Stored items
PR #180, opened 2026-04-26
Cover send_prompt resume_session error branches

jhgaylor:
## Summary

- Stacked on top of #179.
- Two narrow error paths in `send_prompt` that determine the HTTP contract for prompt-time failures:
  - **`NoSpritesKeyError`**: user has a session row but no `UserSpritesKey` configured. Must return 400 with a clear "No Sprites API key" message — without it, the SDK shows callers an opaque 5xx and can't surface the actionable "configure a key" guidance.
  - **`SessionHandleNotFound`**: the Sprite has been reaped (idle timeout, manual delete) while the session row still exists. 404 would be misleading — callers can't distinguish "session not found" from "Sprite no longer available". Contract is 409 with a "start a new session" hint, parsed by SDKs.
- Pins lines 428-438. `views/sessions.py` 96.73% → 98.18%; total 98.21% → 98.40%.

## Test plan

- [x] `make test` passes (557 passed, +2)
- [x] `make coverage` reports `views/sessions.py` 98.18%

### DIFF
--- a/tests/test_session_views.py
+++ b/tests/test_session_views.py
@@ -227,6 +227,63 @@ def test_send_prompt_to_failed_session_rejected(client, auth_headers, user):
 
 
 @pytest.mark.django_db
+def test_send_prompt_without_sprites_key_returns_400(client, auth_headers, user):
+    """A user with a `completed` session but no UserSpritesKey hits the
+    `NoSpritesKeyError` branch synchronously: `resume_session` →
+    `require_client` (session_service/client.py) raises before the view
+    ever returns, so the 400 path runs entirely in the request thread —
+    there is no worker dispatch involved. Without this branch, the SDK
+    sees an opaque 5xx instead of an actionable "configure a Sprites
+    key" message.
+
+    Pin the exact `detail` so a rename of `NoSpritesKeyError`'s message
+    string in client.py breaks this test loudly, rather than silently
+    drifting away from the API contract SDK clients parse against."""
+    session = AgentSession.objects.create(
+        user=user, runtime="claude", prompt="x", status="completed", sprite_name="s"
+    )
+    resp = client.post(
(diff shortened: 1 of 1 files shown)


jhgaylor:
Two minor issues, one of which could mislead a future maintainer.

---

**Misleading docstring in `test_send_prompt_without_sprites_key_returns_400`**

The docstring says:
> _the worker would fail at provision time, but the view must reject with 400_

That framing describes the `create_session` path, where `get_client` returning `None` is an eager pre-check before the worker is dispatched. In `send_prompt` the failure is entirely synchronous: `resume_session` → `require_client` (`client.py:14`) raises `NoSpritesKeyError` and control never leaves the view thread. "Provision time" and "worker" don't apply here. Worth correcting so the next person reading this doesn't go looking for a task queue branch.

---

**`detail` substring assertion is coupled to the error message string in `client.py`**

```python
assert "No Sprites API key" in resp.json()["detail"]
```

The response body is `{"detail": str(e)}` where `e` is raised by `require_client` as `NoSpritesKeyError("No Sprites API key configured")`. The assertion passes today because `"No Sprites API key"` ⊆ `"No Sprites API key configured"`, but it's silently coupled to the exact wording in `client.py:14`. A rename to something like `"Sprites API key not configured"` would break this test with no indication of what changed.

Minor, but since the PR description calls out that SDK clients parse `detail` strings, pinning the exact response message—`assert resp.json()["detail"] == "No Sprites API key configured"`—would be more robust and would make the contract explicit.

---

The asymmetric mocking (400 test exercises real `resume_session`; 409 test mocks it) is the right call: `NoSpritesKeyError` is deterministically reproducible via a missing DB row, while `SessionHandleNotFound` requires a live Sprites platform. No concern there.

» **PROBLEM STATEMENT**:
Could you transcribe all of the data exactly as it is given?

» **ANSWER TO THIS TASK**:
PR #180, opened 2026-04-26
Cover send_prompt resume_session error branches

jhgaylor:
## Summary

- Stacked on top of #179.
- Two narrow error paths in `send_prompt` that determine the HTTP contract for prompt-time failures:
  - **`NoSpritesKeyError`**: user has a session row but no `UserSpritesKey` configured. Must return 400 with a clear "No Sprites API key" message — without it, the SDK shows callers an opaque 5xx and can't surface the actionable "configure a key" guidance.
  - **`SessionHandleNotFound`**: the Sprite has been reaped (idle timeout, manual delete) while the session row still exists. 404 would be misleading — callers can't distinguish "session not found" from "Sprite no longer available". Contract is 409 with a "start a new session" hint, parsed by SDKs.
- Pins lines 428-438. `views/sessions.py` 96.73% → 98.18%; total 98.21% → 98.40%.

## Test plan

- [x] `make test` passes (557 passed, +2)
- [x] `make coverage` reports `views/sessions.py` 98.18%

### DIFF
--- a/tests/test_session_views.py
+++ b/tests/test_session_views.py
@@ -227,6 +227,63 @@ def test_send_prompt_to_failed_session_rejected(client, auth_headers, user):
 
 
 @pytest.mark.django_db
+def test_send_prompt_without_sprites_key_returns_400(client, auth_headers, user):
+    """A user with a `completed` session but no UserSpritesKey hits the
+    `NoSpritesKeyError` branch synchronously: `resume_session` →
+    `require_client` (session_service/client.py) raises before the view
+    ever returns, so the 400 path runs entirely in the request thread —
+    there is no worker dispatch involved. Without this branch, the SDK
+    sees an opaque 5xx instead of an actionable "configure a Sprites
+    key" message.
+
+    Pin the exact `detail` so a rename of `NoSpritesKeyError`'s message
+    string in client.py breaks this test loudly, rather than silently
+    drifting away from the API contract SDK clients parse against."""
+    session = AgentSession.objects.create(
+        user=user, runtime="claude", prompt="x", status="completed", sprite_name="s"
+    )
+    resp = client.post(
(diff shortened: 1 of 1 files shown)


jhgaylor:
Two minor issues, one of which could mislead a future maintainer.

---

**Misleading docstring in `test_send_prompt_without_sprites_key_returns_400`**

The docstring says:
> _the worker would fail at provision time, but the view must reject with 400_

That framing describes the `create_session` path, where `get_client` returning `None` is an eager pre-check before the worker is dispatched. In `send_prompt` the failure is entirely synchronous: `resume_session` → `require_client` (`client.py:14`) raises `NoSpritesKeyError` and control never leaves the view thread. "Provision time" and "worker" don't apply here. Worth correcting so the next person reading this doesn't go looking for a task queue branch.

---

**`detail` substring assertion is coupled to the error message string in `client.py`**

```python
assert "No Sprites API key" in resp.json()["detail"]
```

The response body is `{"detail": str(e)}` where `e` is raised by `require_client` as `NoSpritesKeyError("No Sprites API key configured")`. The assertion passes today because `"No Sprites API key"` ⊆ `"No Sprites API key configured"`, but it's silently coupled to the exact wording in `client.py:14`. A rename to something like `"Sprites API key not configured"` would break this test with no indication of what changed.

Minor, but since the PR description calls out that SDK clients parse `detail` strings, pinning the exact response message—`assert resp.json()["detail"] == "No Sprites API key configured"`—would be more robust and would make the contract explicit.

---

The asymmetric mocking (400 test exercises real `resume_session`; 409 test mocks it) is the right call: `NoSpritesKeyError` is deterministically reproducible via a missing DB row, while `SessionHandleNotFound` requires a live Sprites platform. No concern there.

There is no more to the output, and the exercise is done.